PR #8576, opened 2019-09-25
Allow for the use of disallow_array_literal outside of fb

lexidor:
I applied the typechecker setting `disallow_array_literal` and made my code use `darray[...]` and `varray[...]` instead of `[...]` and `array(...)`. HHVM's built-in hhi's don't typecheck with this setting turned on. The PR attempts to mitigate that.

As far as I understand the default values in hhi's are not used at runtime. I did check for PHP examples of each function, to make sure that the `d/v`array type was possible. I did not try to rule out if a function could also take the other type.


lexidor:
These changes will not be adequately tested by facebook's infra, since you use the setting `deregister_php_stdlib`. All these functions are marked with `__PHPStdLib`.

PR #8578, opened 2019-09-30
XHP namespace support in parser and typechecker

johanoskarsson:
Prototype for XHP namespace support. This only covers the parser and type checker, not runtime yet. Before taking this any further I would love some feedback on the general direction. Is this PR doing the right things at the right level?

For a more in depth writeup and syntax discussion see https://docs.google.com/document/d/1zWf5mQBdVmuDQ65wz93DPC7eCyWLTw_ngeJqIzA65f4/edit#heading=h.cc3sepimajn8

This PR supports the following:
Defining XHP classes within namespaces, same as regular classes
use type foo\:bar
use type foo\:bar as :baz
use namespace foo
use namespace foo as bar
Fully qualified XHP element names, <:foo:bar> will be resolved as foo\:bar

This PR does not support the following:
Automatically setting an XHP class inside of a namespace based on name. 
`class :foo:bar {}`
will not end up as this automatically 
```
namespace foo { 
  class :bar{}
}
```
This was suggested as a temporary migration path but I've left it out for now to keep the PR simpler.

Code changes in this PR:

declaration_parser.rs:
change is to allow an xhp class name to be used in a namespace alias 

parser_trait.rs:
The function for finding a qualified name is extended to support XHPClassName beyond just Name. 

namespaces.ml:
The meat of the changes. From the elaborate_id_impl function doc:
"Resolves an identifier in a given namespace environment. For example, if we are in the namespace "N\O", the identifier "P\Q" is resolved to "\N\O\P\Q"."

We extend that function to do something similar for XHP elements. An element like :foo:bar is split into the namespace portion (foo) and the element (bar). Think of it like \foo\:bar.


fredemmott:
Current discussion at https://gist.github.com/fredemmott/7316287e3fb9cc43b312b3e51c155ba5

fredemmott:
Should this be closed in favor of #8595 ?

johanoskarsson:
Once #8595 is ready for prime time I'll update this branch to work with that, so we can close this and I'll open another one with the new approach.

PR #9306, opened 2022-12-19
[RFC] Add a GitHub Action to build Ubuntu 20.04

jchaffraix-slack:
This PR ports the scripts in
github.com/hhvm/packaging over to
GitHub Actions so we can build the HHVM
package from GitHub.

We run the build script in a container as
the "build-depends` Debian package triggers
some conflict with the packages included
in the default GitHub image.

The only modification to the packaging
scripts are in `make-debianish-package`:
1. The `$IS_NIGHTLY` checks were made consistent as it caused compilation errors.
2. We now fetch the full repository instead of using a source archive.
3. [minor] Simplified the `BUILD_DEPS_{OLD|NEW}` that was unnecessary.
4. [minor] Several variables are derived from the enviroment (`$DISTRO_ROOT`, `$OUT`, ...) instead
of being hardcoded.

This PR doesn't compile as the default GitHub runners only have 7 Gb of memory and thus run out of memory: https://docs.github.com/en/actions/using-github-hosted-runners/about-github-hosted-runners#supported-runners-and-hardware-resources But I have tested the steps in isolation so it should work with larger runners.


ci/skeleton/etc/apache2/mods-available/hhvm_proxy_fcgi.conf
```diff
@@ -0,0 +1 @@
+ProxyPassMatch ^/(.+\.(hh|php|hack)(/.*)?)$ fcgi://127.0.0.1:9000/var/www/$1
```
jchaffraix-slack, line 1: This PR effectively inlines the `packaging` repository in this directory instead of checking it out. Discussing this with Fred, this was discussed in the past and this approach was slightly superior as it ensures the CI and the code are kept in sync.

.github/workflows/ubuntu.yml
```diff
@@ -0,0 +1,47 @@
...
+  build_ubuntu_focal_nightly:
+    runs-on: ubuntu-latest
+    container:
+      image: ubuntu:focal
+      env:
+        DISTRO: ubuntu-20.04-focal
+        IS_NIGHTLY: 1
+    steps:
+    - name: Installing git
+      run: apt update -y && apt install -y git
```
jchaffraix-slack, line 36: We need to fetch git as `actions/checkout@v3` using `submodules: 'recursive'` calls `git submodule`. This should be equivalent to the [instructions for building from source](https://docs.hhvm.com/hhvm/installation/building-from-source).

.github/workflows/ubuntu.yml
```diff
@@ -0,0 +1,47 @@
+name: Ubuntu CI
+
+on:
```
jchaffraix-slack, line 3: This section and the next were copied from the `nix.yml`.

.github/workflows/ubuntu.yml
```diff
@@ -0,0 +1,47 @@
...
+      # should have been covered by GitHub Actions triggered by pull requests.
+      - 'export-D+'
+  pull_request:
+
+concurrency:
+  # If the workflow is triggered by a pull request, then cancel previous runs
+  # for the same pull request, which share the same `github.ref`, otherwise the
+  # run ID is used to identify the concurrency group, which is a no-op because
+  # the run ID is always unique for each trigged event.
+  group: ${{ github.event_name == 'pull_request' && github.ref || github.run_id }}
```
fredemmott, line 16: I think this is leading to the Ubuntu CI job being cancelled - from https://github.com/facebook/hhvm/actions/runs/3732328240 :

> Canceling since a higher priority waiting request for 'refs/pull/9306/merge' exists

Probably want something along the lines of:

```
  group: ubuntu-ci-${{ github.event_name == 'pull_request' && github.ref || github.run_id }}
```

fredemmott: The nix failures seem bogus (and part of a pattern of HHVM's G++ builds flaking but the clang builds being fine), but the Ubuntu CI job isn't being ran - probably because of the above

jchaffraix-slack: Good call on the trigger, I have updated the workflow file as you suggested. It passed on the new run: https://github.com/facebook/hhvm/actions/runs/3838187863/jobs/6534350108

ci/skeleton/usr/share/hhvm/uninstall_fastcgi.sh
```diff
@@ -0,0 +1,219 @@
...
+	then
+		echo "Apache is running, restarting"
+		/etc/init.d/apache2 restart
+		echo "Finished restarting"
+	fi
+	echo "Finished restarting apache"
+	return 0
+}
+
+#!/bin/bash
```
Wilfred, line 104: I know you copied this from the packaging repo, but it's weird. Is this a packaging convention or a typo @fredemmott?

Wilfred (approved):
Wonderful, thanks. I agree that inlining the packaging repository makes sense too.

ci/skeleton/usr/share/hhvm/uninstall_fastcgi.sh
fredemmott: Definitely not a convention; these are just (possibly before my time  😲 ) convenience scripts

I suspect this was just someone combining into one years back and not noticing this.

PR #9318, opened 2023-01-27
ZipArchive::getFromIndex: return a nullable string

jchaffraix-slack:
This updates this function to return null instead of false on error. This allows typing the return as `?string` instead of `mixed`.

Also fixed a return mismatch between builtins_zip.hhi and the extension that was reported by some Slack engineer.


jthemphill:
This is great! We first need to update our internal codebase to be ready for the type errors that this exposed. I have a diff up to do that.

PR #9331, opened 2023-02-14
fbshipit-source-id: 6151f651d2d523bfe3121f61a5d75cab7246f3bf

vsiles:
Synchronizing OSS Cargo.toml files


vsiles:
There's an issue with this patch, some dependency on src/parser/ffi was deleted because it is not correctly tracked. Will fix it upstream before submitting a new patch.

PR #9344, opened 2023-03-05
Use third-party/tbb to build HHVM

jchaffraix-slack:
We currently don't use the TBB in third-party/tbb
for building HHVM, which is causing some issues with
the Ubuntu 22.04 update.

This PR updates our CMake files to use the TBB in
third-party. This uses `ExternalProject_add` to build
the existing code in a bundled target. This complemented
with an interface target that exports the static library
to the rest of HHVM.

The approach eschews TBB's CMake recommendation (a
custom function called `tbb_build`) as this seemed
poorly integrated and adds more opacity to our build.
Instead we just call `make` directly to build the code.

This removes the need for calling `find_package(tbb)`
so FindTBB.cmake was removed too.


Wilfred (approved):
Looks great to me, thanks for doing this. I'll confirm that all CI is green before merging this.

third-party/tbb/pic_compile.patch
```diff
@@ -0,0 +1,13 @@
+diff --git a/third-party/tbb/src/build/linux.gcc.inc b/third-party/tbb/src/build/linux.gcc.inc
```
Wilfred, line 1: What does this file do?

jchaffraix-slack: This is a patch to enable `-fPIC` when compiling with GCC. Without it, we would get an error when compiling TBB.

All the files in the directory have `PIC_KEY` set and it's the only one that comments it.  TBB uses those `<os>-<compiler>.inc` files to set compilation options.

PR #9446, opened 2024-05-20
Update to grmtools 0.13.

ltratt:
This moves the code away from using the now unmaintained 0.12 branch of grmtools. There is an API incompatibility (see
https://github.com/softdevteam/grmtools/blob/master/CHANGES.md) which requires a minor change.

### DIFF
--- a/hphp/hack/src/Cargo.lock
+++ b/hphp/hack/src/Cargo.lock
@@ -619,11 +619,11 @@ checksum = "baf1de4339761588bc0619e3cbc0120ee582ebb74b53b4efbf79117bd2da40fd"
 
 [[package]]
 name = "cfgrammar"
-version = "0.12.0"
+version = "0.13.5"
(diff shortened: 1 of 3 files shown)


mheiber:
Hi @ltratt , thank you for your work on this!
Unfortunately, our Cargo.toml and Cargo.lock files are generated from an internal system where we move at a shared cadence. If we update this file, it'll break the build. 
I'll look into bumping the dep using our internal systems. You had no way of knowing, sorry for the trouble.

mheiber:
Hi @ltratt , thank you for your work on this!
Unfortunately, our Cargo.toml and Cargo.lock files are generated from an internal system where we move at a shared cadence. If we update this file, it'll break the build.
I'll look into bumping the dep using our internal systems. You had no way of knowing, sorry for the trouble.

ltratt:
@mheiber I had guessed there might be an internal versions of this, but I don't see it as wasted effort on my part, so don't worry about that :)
------------------------------------------------------------
→ INSTRUCTIONS TO FOLLOW
The line above containing "The only modification to the packaging", the line containing "of being hardcoded.", and every line between them are to be transcribed exactly; no other line is wanted.

→ ANSWER AREA
The only modification to the packaging
scripts are in `make-debianish-package`:
1. The `$IS_NIGHTLY` checks were made consistent as it caused compilation errors.
2. We now fetch the full repository instead of using a source archive.
3. [minor] Simplified the `BUILD_DEPS_{OLD|NEW}` that was unnecessary.
4. [minor] Several variables are derived from the enviroment (`$DISTRO_ROOT`, `$OUT`, ...) instead
of being hardcoded.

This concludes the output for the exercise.